When properly brewed at home, the gejie tasted like smelly salt fish soup. His mother had to prepare honey water in a hurry to revive his tastebuds afterward. She forgot to ask how Doctor Zhang had got back into the office.
In less than a week Chen began to recover, miraculously, and he could not help wondering whether it was truly because of the dried lizards.
During the follow-up visit to Doctor Zhang, Chen did not see Nurse Han in the pharmacy. There was no prescription for him that day. The old doctor proudly proclaimed that he had been cured.
As he left the hospital, he thought he detected someone sulking stealthi
ly outside. He hurried over, and sure enough it was Jia sneaking glances toward a drop-out window of the pharmacy room, scurrying away at the sight of him like a criminal, and casting a shadow behind like a long tail.

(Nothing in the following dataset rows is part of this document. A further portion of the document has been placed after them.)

PR #4266, opened 2023-06-08
Introduce middleware for session handling

juliushaertl:
### 📝 Summary

This PR introduces a middleware for checking if a valid text session is present. Controllers can annotate this requirement using the `#[RequireDocumentSession]` attribute and furtheron rely on the `getSession` method of the `ASessionAwareController` base class.

For now only two controllers are migrated as the others still pass around the request parameters so this will require some more refactoring in a follow up.

Integration test in cypress is added for the user api controller to cover the check for a valid session.

Also did some code cleanup with new PHP features along the way.

### 🏁 Checklist


cypress/e2e/api/UsersApi.spec.js
```diff
@@ -0,0 +1,110 @@
+/*
+ * @copyright Copyright (c) 2022 Max <max@nextcloud.com>
+ *
+ * @author Max <max@nextcloud.com>
```
max-nextcloud, line 4: I assume this is your copyright - or has this test only been moved?

max-nextcloud (approved):
Great work. So much nicer than before.

cypress/e2e/api/UsersApi.spec.js
juliushaertl: I started with a copy of the other API one ;) Will update to keep us both

mejo-:
/backport f6f2b804342bc82f18d5c63e1b0c05e70113ec3f to stable27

Perhaps like gejie, Chen thought, coughing again unexpectedly.
TWO
Again, Chen woke from a puzzling dream, which seemed to be somehow sequential to the earlier one.

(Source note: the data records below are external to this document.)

Issue #2708, opened 2022-07-12
Issue pasting certain tables


juliushaertl:
- Save the following table as table.html
- Open it in the browser
- Copy it and paste it into text

```
<table>
<tr style="height: 63px;">
<th style="width: 15.8024%; height: 63px;">
Country
</th>
<th style="width: 31.7902%; height: 63px;">
Partner / Service Providers
</th>
<th style="width: 26.8211%; height: 63px;">
Website
</th>
<th style="width: 10.0771%;">
Type
</th>
<th style="width: 16.8673%;">
Customer type
</th>
</tr>
<tr>
<td style="width: 15.8024%;">Australia</td>
<td style="width: 31.7902%;">Foo</td>
<td style="width: 26.8211%;"><a href="http://www.nextcloud.com.com/">http://www.nextcloud.comm/</a></td>
<td style="width: 10.0771%;">VAR</td>
<td style="width: 16.8673%;">&nbsp;</td>
</tr>
</table>
```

He must have drifted into another disturbed doze while recollecting those traumatic childhood experiences. It was probably for no more than ten or fifteen minutes. The contents of the dream were already becoming elusive, though informed with the same ominous sensation, and with the same iron chain trailing along the corridor, rattling for a second or two, just like earlier.

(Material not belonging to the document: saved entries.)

PR #495, opened 2020-11-06
gpu_plugin: create resource for monitoring

uniemimu:
RFC. This adds a new resource for GPU monitoring purposes. It gives access to all i915 devices in the node.

The resulting resource has an amount of one per node. Whichever POD gets access to that resource will get access to all GPUs. This is handy for creating monitoring PODs which create metrics from all GPUs, but poses certain isolation related risks unless the resource allocation is restricted to the only known allowed monitoring POD. Possible means of restricting this could be RBAC rules and perhaps namespaced extended resource quotas. The intention would be to only allow access to this resource for the GPU-monitoring POD set up by the cluster admin.

The intention is that the resource is not to be used for consuming GPU-resources, merely for metrics and monitoring purposes. We were thinking of different naming alternatives for the resource, but kept this:

"i915_monitoring"

The runners up for the resource name were "i915_all", which was simple enough but considered as giving wrong impression about intention of usage, and "i915_monitor_all" which was considered as complicated in its triple structure.

### DIFF
--- a/cmd/gpu_plugin/gpu_plugin.go
+++ b/cmd/gpu_plugin/gpu_plugin.go
@@ -40,8 +40,9 @@ const (
 	vendorString      = "0x8086"
 
 	// Device plugin settings.
-	namespace  = "gpu.intel.com"
-	deviceType = "i915"
+	namespace            = "gpu.intel.com"
+	deviceType           = "i915"
+	monitoringDeviceType = deviceType + "_monitoring"
 
 	// Period of device scans.
 	scanPeriod = 5 * time.Second
@@ -51,6 +52,7 @@ type devicePlugin struct {
 	sysfsDir string
 	devfsDir string
 
+	monitoring   bool
 	sharedDevNum int
 
 	gpuDeviceReg     *regexp.Regexp
@@ -60,10 +62,11 @@ type devicePlugin struct {
 	scanDone   chan bool
 }
 
-func newDevicePlugin(sysfsDir, devfsDir string, sharedDevNum int) *devicePlugin {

But the chain is tearing across in a flash to another location, somewhere more somber and sinister. Instead of the headless figure prowling up from behind, it is a bull-headed one squatting on the black marble steps of a magnificent black-painted hall. In accordance with the Chinese folklore, the bull-headed figure is a constable of Hell who is keeping himself busy with disassembling and assembling the colored links of the long chain, as if totally engaged in a game of absurdity. With each of those links marked yin or yang, the proper color pattern of the chain should be alternately white and black, but the bull-headed constable, having had a cup too much, connects the links in random – two black pieces, three white ones, and then just one other black piece before one falls to the ground with a clang.
Chen was having a hard time interpreting the dream. The bull-headed constable is supposed to be in charge of marching the doomed souls from the human world to Hell. But instead of being a constable of real responsibility, he is more of a yamen runner who simply runs around at the Hell King’s bidding, incapable of carrying out any investigation on his own.